Неудивительно, как ты видишь, что при таких условиях я сильно поправился, окреп как физически, так и нравственно.

Прочти, если хочешь, это письмо папа. Ему будет приятно. Ужасно мне жаль его. Он так беспокоится! Ничего, Бог даст, все уладится. А пока надо сидеть спокойно и не раздражать сферы разными, все равно не сбыточными пока, просьбами.

Ну, а за сим, крепко тебя, мой милый Бодя, обнимаю. Искренно любящий тебя

Дмитрий.

ГА РФ.Ф. 614. Оп. 1. Д. 98. Л. 2–5 об. Автограф.

№ 2

Казвин, Персия.19 марта 1917 г.

Спасибо милый мой, за твое письмо от 22 февраля. Оно хотя и написано почерком, который лучшему графологу будет непонятен и на который он мог бы смотреть как бык на евангелие – все же оно меня очень, очень тронуло.

И к тебе часто направляются мои мысли. В особенности теперь в эти тяжелые дни. Бог нам всем русским в помощь. Не хочется верить, что Россия не выйдет из этого хаоса переживаний – победительницей!

Бедный, родной папа, как болезненно сжимается сердце, когда думаешь о нем. Сколько я бы дал, чтобы иметь возможность его поддержать в эти минуты. Каждый день, каждый час молитвы мои с ним, да и со всеми Вами, близкие Вы, дорогие мои. Да! Тяжелое переживание. Но нужно, нужно продолжать смотреть вперед бодро и с надеждой. Прежний строй не мог долго продолжаться. Катастрофа чувствовалась. Она наступила. Теперь нужно надеяться, что свободная Россия достигнет своих идеалов. Поменьше крови только. Личные чувства, личные страхи отпадают. Вот уже надо теперь вспомнить слова поэта про Россию. – У ней особенная стать, в Россию можно только верить!

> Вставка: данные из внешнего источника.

PR #97, opened 2021-05-24
Use latest version of virtualenv

benjyw:
For compatibility with Python3.9.  We now consume virtualenv as a zipapp, as the previous method no longer works.

We also now check virtualenv's sha256, for added security. 
This change also fixes some cases where we weren't exiting an outer process when a subprocess exited on error.

### DIFF
--- a/pants
+++ b/pants
@@ -40,6 +40,7 @@ PANTS_BOOTSTRAP="${PANTS_SETUP_CACHE}/bootstrap-$(uname -s)-$(uname -m)"
 # See https://virtualenv.pypa.io/en/latest/installation.html#via-zipapp
 VIRTUALENV_ZIPAPP=virtualenv.pyz
 VIRTUALENV_ZIPAPP_URL="https://bootstrap.pypa.io/virtualenv/3.6/${VIRTUALENV_ZIPAPP}"
+VIRTUALENV_ZIPAPP_EXPECTED_SHA256="9d5c8b09cdeaf44414f07902d2ae45c4bb8a2085717d66f82ae389a9c6f94425"
 
 COLOR_RED="\x1b[31m"
 COLOR_GREEN="\x1b[32m"
@@ -110,9 +111,9 @@ function determine_pants_version {
 
   pants_version="$(get_pants_config_value 'pants_version')"
   if [[ -z "${pants_version}" ]]; then
-    die "Please explicitly specify the \`pants_version\` in your \`pants.toml\` under the
-\`[GLOBAL]\` scope. See https://pypi.org/project/pantsbuild.pants/#history for all released
-versions and https://www.pantsbuild.org/docs/installation for more instructions."
+    die "Please explicitly specify the \`pants_version\` in your \`pants.toml\` under the \`[GLOBAL]\` scope.
+See https://pypi.org/project/pantsbuild.pants/#history for all released versions
+and https://www.pantsbuild.org/docs/installation for more instructions."
   fi
   pants_major_version="$(echo "${pants_version}" | cut -d '.' -f1)"
   pants_minor_version="$(echo "${pants_version}" | cut -d '.' -f2)"
@@ -186,7 +187,7 @@ function determine_python_exe {
     fi
   fi
   local python_exe
-  python_exe="$(get_exe_path_or_die "${python_bin_name}")"
+  python_exe="$(get_exe_path_or_die "${python_bin_name}")" || exit 1
   local major_minor_version
   major_minor_version="$(get_python_major_minor_version "${python_exe}")"
   for valid_version in "${supported_python_versions_int[@]}"; do
@@ -209,9 +210,14 @@ function bootstrap_virtualenv {
       staging_dir=$(tempdir "${PANTS_BOOTSTRAP}")
       cd "${staging_dir}"
       curl -LO "${VIRTUALENV_ZIPAPP_URL}"
+      fingerprint="$(shasum -a 256 "${VIRTUALENV_ZIPAPP}" | cut -d' ' -f1)"
+      if [[ "${VIRTUALENV_ZIPAPP_EXPECTED_SHA256}" != "${fingerprint}" ]]; then
+        die "SHA256 of ${staging_dir}/${VIRTUALENV_ZIPAPP} is not as expected. Aborting."
+      fi
       ln -s "${staging_dir}/${VIRTUALENV_ZIPAPP}" "${staging_dir}/latest"
       mv "${staging_dir}/latest" "${PANTS_BOOTSTRAP}/${VIRTUALENV_ZIPAPP}"
-    ) 1>&2
+      green "SHA256 fingerprint of "${PANTS_BOOTSTRAP}/${VIRTUALENV_ZIPAPP}" verified."
+    ) 1>&2 || exit 1
   fi
   echo "${PANTS_BOOTSTRAP}/${VIRTUALENV_ZIPAPP}"
 }
@@ -265,7 +271,7 @@ function bootstrap_pants {
         # The venv module is not available, so download and use the virtualenv zipapp.
         green "${python} does not have the venv module avilable, using virtualenv instead."
         local virtualenv_path
-        virtualenv_path="$(bootstrap_virtualenv)"
+        virtualenv_path="$(bootstrap_virtualenv)" || exit 1
         virtualenv_cmd="${python} ${virtualenv_path} --no-download"
       fi
 
@@ -277,7 +283,7 @@ function bootstrap_pants {
       ln -s "${staging_dir}/install" "${staging_dir}/${target_folder_name}" && \
       mv "${staging_dir}/${target_folder_name}" "${PANTS_BOOTSTRAP}/${target_folder_name}" && \
       green "New virtual environment successfully created at ${PANTS_BOOTSTRAP}/${target_folder_name}."
-    ) 1>&2
+    ) 1>&2 || exit 1
   fi
   echo "${PANTS_BOOTSTRAP}/${target_folder_name}"
 }
@@ -286,7 +292,8 @@ function bootstrap_pants {
 cd "$(cd "$(dirname "${BASH_SOURCE[0]}")" && pwd -P)"
 pants_version="$(determine_pants_version)"
 python="$(determine_python_exe "${pants_version}")"
-pants_dir="$(bootstrap_pants "${pants_version}" "${python}" "${PANTS_SHA:-}")"
+pants_dir="$(bootstrap_pants "${pants_version}" "${python}" "${PANTS_SHA:-}")" || exit 1
+
 pants_python="${pants_dir}/bin/python"
 pants_binary="${pants_dir}/bin/pants"
 pants_extra_args=""
--- a/pants
+++ b/pants
@@ -35,7 +35,8 @@ fi
 PANTS_BOOTSTRAP="${PANTS_SETUP_CACHE}/bootstrap-$(uname -s)-$(uname -m)"
 
 VIRTUALENV_ZIPAPP=virtualenv.pyz
-VIRTUALENV_ZIPAPP_URL="https://raw.githubusercontent.com/pypa/get-virtualenv/20.4.7/public/${VIRTUALENV_ZIPAPP}"
+VIRTUALENV_VERSION=20.4.7
+VIRTUALENV_ZIPAPP_URL="https://raw.githubusercontent.com/pypa/get-virtualenv/${VIRTUALENV_VERSION}/public/${VIRTUALENV_ZIPAPP}"
 VIRTUALENV_ZIPAPP_EXPECTED_SHA256="9d5c8b09cdeaf44414f07902d2ae45c4bb8a2085717d66f82ae389a9c6f94425"
 
 COLOR_RED="\x1b[31m"
@@ -214,8 +215,8 @@ EOF
 
 function bootstrap_virtualenv {
   local python="$1"
-  local bootstrapped="${PANTS_BOOTSTRAP}/${VIRTUALENV_ZIPAPP}"
-  if [[ ! -d "${bootstrapped}" ]]; then
+  local bootstrapped="${PANTS_BOOTSTRAP}/virtualenv-${VIRTUALENV_VERSION}/${VIRTUALENV_ZIPAPP}"
+  if [[ ! -f "${bootstrapped}" ]]; then
     (
       green "Downloading the virtualenv zipapp"
       mkdir -p "${PANTS_BOOTSTRAP}"
@@ -228,6 +229,7 @@ function bootstrap_virtualenv {
         die "SHA256 of ${VIRTUALENV_ZIPAPP_URL} is not as expected. Aborting."
       fi
       green "SHA256 fingerprint of ${VIRTUALENV_ZIPAPP_URL} verified."
+      mkdir -p "$(dirname "${bootstrapped}")"
       mv -f "${staging_dir}/${VIRTUALENV_ZIPAPP}" "${bootstrapped}"
       rmdir "${staging_dir}"
     ) 1>&2 || exit 1
--- a/pants
+++ b/pants
@@ -213,8 +213,8 @@ EOF
 # functions.  Any tmp dir w/o a symlink pointing to it can go.
 
 function bootstrap_virtualenv {
-  python="$1"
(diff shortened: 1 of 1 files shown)


benjyw:
@jsirois checking that this is OK, in case we bootstrapped the full `virtualenv` tool for a reason.

Eric-Arellano (approved):
I tried doing this in https://github.com/pantsbuild/setup/pull/70 and I gave up because `venv` wasn't pre-installed in some environments. But imo, this is a good change to make and we should have landed #70 last year.

This has an extra benefit: one fewer download to make, improving our supply chain security.

Eric-Arellano:
> in case we bootstrapped the full virtualenv tool for a reason.

Mostly legacy, other than issue in #70. Python 2 did not have builtin venv.

jsirois:
Yeah, this will need to be more sophisticated. Beyond Python 2 needing virtualenv we have the fairly common problem of Linux distributions that do not include the venv module by default. Debian distros do this and this is similar to https://github.com/pantsbuild/pex/issues/1027. I think we either need to use a more modern virtualenv or else try `-mvenv` and either fall back to virtualenv or else, similar to Pex, link an issue that explains why the venv module might be missing / how to get it in some known cases.

Eric-Arellano:
> Beyond Python 2 needing virtualenv

To be clear, that's a non-issue for Pants. This script has long assumed you're running Pants with Py3.

jsirois:
Ack. But also to be clear, the missing venv module under Python 3 is real. As such we were correct to never land #70.

benjyw:
Hrmph, OK, will think on this.

benjyw:
So, upgrading virtualenv leads to other complications: the latest versions no longer have the root `virtualenv.py` script. They now strongly expect you to install via pip or similar. Which leads to a whole other can of worms, since we don't know if we're even able to do so. 

So given this, plus the fact that we want the setup script to be as simple as possible, one option is to require venv to be available in the python interpreter, check for this, and give a useful error message. We already require an interpreter, so requiring one with minimal functionality doesn't seem awful. Thoughts?

Longer term, packaging Pants with its interpreter (a la PyOxidizer or similar) seems like the way to go.

jsirois:
Works for me I guess. As long as we acknowledge we're solving one user's issue and opening up a new missing venv issue for pre-existing users on their next Pants version bump in CI (I assume the majority of Debian use cases are CI).

benjyw:
> Works for me I guess. As long as we acknowledge we're solving one user's issue and opening up a new missing venv issue for pre-existing users on their next Pants version bump in CI (I assume the majority of Debian use cases are CI).

Well, only if they upgrade the script, right? Just upgrading Pants with the existing runner script should be OK (until they try to upgrade to Python 3.9).

At present we're seeing at least two new users hit issues with this current script and Python 3.9, and using a newer virtualenv seems tricky, unless we're able to pip-install it. Which we could make a best-effort attempt to do I guess?

Eric-Arellano:
> Well, only if they upgrade the script, right?

Right

jsirois:
Correct, but they need to upgrade the script if they have users bitten by the bug you're fixing here. There is a push-pull. There is 1 pants script per repo. That repo will be used by desktop users and CI. It would be awesome not to force a repo to pick one of these to not break and I stead not break either.

benjyw:
Fair point. So should we try to directly pip-install virtualenv? What if `pip` isn't present? It does seem like recent versions of virtualenv cannot be downloaded and run directly, as we do today.

jsirois:
Well, simply using the status quo virtualenv as a fallback would strictly move us forward. We'd cover all the old cases as well as the motivating issue here.

That said, did you check out the virtualenv installation docs? https://virtualenv.pypa.io/en/latest/installation.html#via-zipapp

benjyw:
I did not read them in enough detail! I didn't know what zipapp was but assumed it was some tool we would need to bootstrap in turn. This is promising.

benjyw:
OK, made a change that I think combines the best of all worlds. LMKWYT.

pants
```diff
@@ -34,10 +34,12 @@ fi
...
-VENV_VERSION=${VENV_VERSION:-16.4.3}
-
-VENV_PACKAGE=virtualenv-${VENV_VERSION}
-VENV_TARBALL=${VENV_PACKAGE}.tar.gz
+# Note that this URL points to the zipapp for the latest version of virtualenv
+# that supports the Python version specified in the URL. So it can be set to
+# the lowest version of Python we support running Pants on.
+# See https://virtualenv.pypa.io/en/latest/installation.html#via-zipapp
+VIRTUALENV_ZIPAPP=virtualenv.pyz
+VIRTUALENV_ZIPAPP_URL="https://bootstrap.pypa.io/virtualenv/3.6/${VIRTUALENV_ZIPAPP}"
```
jsirois: The lowest version we currently support, IIUC, is 3.7. Is 3.6 here to support older versions of Pants? If so can you note how old?

pants
```diff
@@ -250,12 +253,25 @@ function bootstrap_pants {
 
   if [[ ! -d "${PANTS_BOOTSTRAP}/${target_folder_name}" ]]; then
     (
-      local venv_path
-      venv_path="$(bootstrap_venv)"
+      green "Bootstrapping Pants using ${python}"
       local staging_dir
       staging_dir=$(tempdir "${PANTS_BOOTSTRAP}")
+
+      if ${python} -c "import venv" > /dev/null  2>&1; then
```
jsirois: I think you want to quote `${python}` - people do strange things.

pants
```diff
@@ -250,12 +253,25 @@ function bootstrap_pants {
...
+        # It is safer and faster to use venv, so we do so when possible.
+        green "${python} has the venv module available, using it."
+        virtualenv_cmd="${python} -m venv"
+      else
+        # The venv module is not available, so download and use the virtualenv zipapp.
+        green "${python} does not have the venv module avilable, using virtualenv instead."
```
jsirois: Spelling on available.

jsirois (approved):

pants
benjyw: Yep, see https://github.com/pantsbuild/setup/blob/gh-pages/pants#L125  which has logic to map pants versions to supported python versions. 

But note that the current virtualenv release still supports all the way back to 2.7, so we're good for a while...

pants
benjyw: Done.

pants
benjyw: Fixed.

benjyw:
Addressed the comments, and also added SHA256 checking for the virtualenv zipapp. Might as well.

pants
```diff
@@ -197,20 +201,25 @@ function determine_python_exe {
...
       local staging_dir
       staging_dir=$(tempdir "${PANTS_BOOTSTRAP}")
       cd "${staging_dir}"
-      curl -LO "https://pypi.io/packages/source/v/virtualenv/${VENV_TARBALL}"
-      tar -xzf "${VENV_TARBALL}"
-      ln -s "${staging_dir}/${VENV_PACKAGE}" "${staging_dir}/latest"
-      mv "${staging_dir}/latest" "${PANTS_BOOTSTRAP}/${VENV_PACKAGE}"
-    ) 1>&2
+      curl -LO "${VIRTUALENV_ZIPAPP_URL}"
+      fingerprint="$(shasum -a 256 "${VIRTUALENV_ZIPAPP}" | cut -d' ' -f1)"
```
jsirois: Hrm. Do we have this dependency already? We could just use python for this since we already depend on it.

benjyw: Yeah good point. Might as well.

benjyw: Done.

jsirois (approved):

pants
```diff
@@ -34,10 +34,13 @@ fi
 
 PANTS_BOOTSTRAP="${PANTS_SETUP_CACHE}/bootstrap-$(uname -s)-$(uname -m)"
 
-VENV_VERSION=${VENV_VERSION:-16.4.3}
-
-VENV_PACKAGE=virtualenv-${VENV_VERSION}
-VENV_TARBALL=${VENV_PACKAGE}.tar.gz
+# Note that this URL points to the zipapp for the latest version of virtualenv
```
Eric-Arellano: > for the latest version of virtualenv

Is the SHA going to be stable then? If a new release comes out, I'd expect that to change and break people's builds.

pants
```diff
@@ -194,23 +198,44 @@ function determine_python_exe {
...
       cd "${staging_dir}"
-      curl -LO "https://pypi.io/packages/source/v/virtualenv/${VENV_TARBALL}"
-      tar -xzf "${VENV_TARBALL}"
-      ln -s "${staging_dir}/${VENV_PACKAGE}" "${staging_dir}/latest"
-      mv "${staging_dir}/latest" "${PANTS_BOOTSTRAP}/${VENV_PACKAGE}"
-    ) 1>&2
+      curl -LO "${VIRTUALENV_ZIPAPP_URL}"
+      fingerprint="$(compute_sha256 "${python}" "${VIRTUALENV_ZIPAPP}")"
+      if [[ "${VIRTUALENV_ZIPAPP_EXPECTED_SHA256}" != "${fingerprint}" ]]; then
+        die "SHA256 of ${staging_dir}/${VIRTUALENV_ZIPAPP} is not as expected. Aborting."
```
Eric-Arellano: Maybe explicitly reference `VIRTUALENV_ZIPAPP_URL`? As a user, I'm not sure I would understand how to fix this issue.

Eric-Arellano (commented):
Thanks!

pants
benjyw: Oh you make an excellent point. It will break on the next virtualenv upgrade. Damn. Good catch!

benjyw: Well, crap. There is no way that I can see to download a zipapp at a specific version. It's like they actively don't want you to verify these.

benjyw: Oh, there is: ```If you are looking for past version of virtualenv.pyz they are available here: https://github.com/pypa/get-virtualenv/blob/<virtualenv version>/public/<python version>/virtualenv.pyz?raw=true```

benjyw: Phew

Eric-Arellano: > If you are looking for past version of virtualenv.pyz they are available here: https://github.com/pypa/get-virtualenv/blob/<virtualenv version>/public/<python version>/virtualenv.pyz?raw=true

benjyw:
OK a few more changes:

- Get a fixed version of virtualenv.
- Don't even bother trying to use venv if available, as it turns out (see Travis failures) that it doesn't always install pip into the virtual environment, even though it is supposed to. virtualenv doesn't appear to have this problem (as I tested by sshing into the Travis container and trying things out). 
- A few improvements of var assignments and stuff.

Eric-Arellano (approved):
Excellent, thanks Benjy

pants
```diff
@@ -245,32 +267,35 @@ function bootstrap_pants {
...
-      venv_path="$(bootstrap_venv)"
+      green "Bootstrapping Pants using ${python}"
       local staging_dir
       staging_dir=$(tempdir "${PANTS_BOOTSTRAP}")
+      local virtualenv_path
+      virtualenv_path="$(bootstrap_virtualenv "${python}")" || exit 1
+      green "Installing ${pants_requirement} into a virtual environment at ${bootstrapped}"
       # shellcheck disable=SC2086
-      "${python}" "${venv_path}/virtualenv.py" --no-download "${staging_dir}/install" && \
+      ${python} "${virtualenv_path}" --no-download "${staging_dir}/install" && \
```
jsirois: The quoting of `${python}` was correct. `/Users/Jane Doe/...` as a home for python is both valid and likelyish.

jsirois (approved):

benjyw:
@jsirois do these errors ring any bells? https://travis-ci.com/github/pantsbuild/setup/jobs/508731786

jsirois:
Nope. But I fiddled. Its not pyenv shims which was my 1st suspect. It is the symlink to the zippapp. I can repro only when I set up one of those and use it:
```
~/Downloads $ mkdir -p some/other/dir
~/Downloads $ ln -s $PWD/virtualenv.pyz some/other/dir/
~/Downloads $ ls -l some/other/dir/
total 0
lrwxrwxrwx 1 jsirois jsirois 38 May 27 13:43 virtualenv.pyz -> /home/jsirois/Downloads/virtualenv.pyz
~/Downloads $ python some/other/dir/virtualenv.pyz bob
Traceback (most recent call last):
  File "/home/jsirois/.pyenv/versions/3.8.1/lib/python3.8/runpy.py", line 193, in _run_module_as_main
    return _run_code(code, main_globals, None,
  File "/home/jsirois/.pyenv/versions/3.8.1/lib/python3.8/runpy.py", line 86, in _run_code
    exec(code, run_globals)
  File "some/other/dir/virtualenv.pyz/__main__.py", line 168, in <module>
  File "some/other/dir/virtualenv.pyz/__main__.py", line 164, in run
  File "some/other/dir/virtualenv.pyz/virtualenv/__main__.py", line 18, in run
  File "some/other/dir/virtualenv.pyz/virtualenv/run/__init__.py", line 32, in cli_run
  File "some/other/dir/virtualenv.pyz/virtualenv/run/session.py", line 46, in run
  File "some/other/dir/virtualenv.pyz/virtualenv/run/session.py", line 53, in _create
  File "some/other/dir/virtualenv.pyz/virtualenv/create/creator.py", line 171, in run
  File "some/other/dir/virtualenv.pyz/virtualenv/create/via_global_ref/builtin/via_global_self_do.py", line 101, in create
  File "some/other/dir/virtualenv.pyz/virtualenv/create/via_global_ref/api.py", line 89, in create
  File "some/other/dir/virtualenv.pyz/virtualenv/create/via_global_ref/api.py", line 92, in install_patch
  File "some/other/dir/virtualenv.pyz/virtualenv/create/via_global_ref/builtin/cpython/cpython3.py", line 27, in env_patch_text
  File "some/other/dir/virtualenv.pyz/virtualenv/create/via_global_ref/api.py", line 103, in env_patch_text
  File "/home/jsirois/.pyenv/versions/3.8.1/lib/python3.8/contextlib.py", line 113, in __enter__
    return next(self.gen)
  File "some/other/dir/virtualenv.pyz/virtualenv/app_data/base.py", line 58, in ensure_extracted
  File "/home/jsirois/.pyenv/versions/3.8.1/lib/python3.8/contextlib.py", line 113, in __enter__
    return next(self.gen)
  File "some/other/dir/virtualenv.pyz/virtualenv/app_data/via_disk_folder.py", line 83, in extract
  File "some/other/dir/virtualenv.pyz/virtualenv/util/zipapp.py", line 22, in extract
    
  File "/home/jsirois/.pyenv/versions/3.8.1/lib/python3.8/zipfile.py", line 1439, in getinfo
    raise KeyError(
KeyError: "There is no item named 'virtualenv.pyz/virtualenv/create/via_global_ref/_virtualenv.py' in the archive"
```

benjyw:
OK, one more change to get rid of the symlink. It seems unnecessary anyway, and I think I just cargo-culted it.

pants
```diff
@@ -228,8 +228,8 @@ function bootstrap_virtualenv {
         die "SHA256 of ${VIRTUALENV_ZIPAPP_URL} is not as expected. Aborting."
       fi
       green "SHA256 fingerprint of ${VIRTUALENV_ZIPAPP_URL} verified."
-      ln -s "${staging_dir}/${VIRTUALENV_ZIPAPP}" "${staging_dir}/latest"
-      mv "${staging_dir}/latest" "${bootstrapped}"
+      mv -f "${staging_dir}/${VIRTUALENV_ZIPAPP}" "${bootstrapped}"
```
jsirois, line 233: I just noticed this but `VIRTUALENV_ZIPAPP` is just the unqualified `virtualenv.pyz`; so bumping the version we download / changing the expected sha256 going forward will no-op above on line 218. So that needs a fix. At that point it may make sense to house the downloaded `virtualenv.pyz` in a directory with its version or hash or both as part of the naming scheme. Then here make a hard link instead of doing a mv.
This way multiple clones of different pants-using repos won't thrash the cache.

benjyw: Oh, good catch. Not sure why we need the hard link, if the final resting place of the file, as returned from this function, includes the version? This mv and rmdir is just to clean up the tmpdir. See most recent commit for a fix for this issue, does that seem reasonable?

jsirois (approved):
Yeah, I think this probably works.

I'm never quite sure on the atomicity of `mv` on various OSs / distros. I'm pretty positive an `ln -f` followed by a remove of the original structure is always atomic though.

benjyw:
Thanks for the eagle-eyed reviews and great feedback! Phew...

Что же тебе сказать о себе. Ты так верно, так красиво описал возможность встречи в Усово! Еще бы, я был бы прямо в восторге иметь тебя там, дорогой. Но прочь, прочь от сердца такие сладкие грезы. Им теперь не место. Приходится призывать все свое нравственное спокойствие, чтобы хладнокровно и спокойно следить за ходом событий, которые хотя и готовят великое будущее России, но сейчас еще полны хаоса и даже, увы, разлада.

Ну, а за сим искренно и дружественно обнимаю тебя, дорогой мой. Передай пожалуйста Мариане, что мои мысли постоянно идут к ней.

Прощай еще раз и может быть до скорого. Твой

Дмитрий.

ГА РФ.Ф. 614. Оп. 1. Д. 98. Л. 7–9 об. Автограф.

№ 3

Тегеран. 18 сентября 1917 г.

Бодя дорогой. Большое тебе спасибо за твое длинное и интересное письмо от 6-го августа. Ты так хорошо его написал, что я целиком и без остатка, перенесся в Царское [Село] ко всем, кто дорог и близок мне. Страшно рад был за тебя, что твое драматическое произведение нашло такую хорошую оценку в мнении <Бощиной>. Если ты действительно, вдобавок ко всему, будешь еще и хорошим драматургом, то это просто воcхитительно! Мария пишет, что у тебя выходит или уже вышла новая книжка твоих стихов. Очень тебя прошу мне одну прислать и если можно пришли мне и первую. Скажи, пожалуйста, твой перевод Царя Иудейского не выйдет в печати? Если да, то пришли мне его.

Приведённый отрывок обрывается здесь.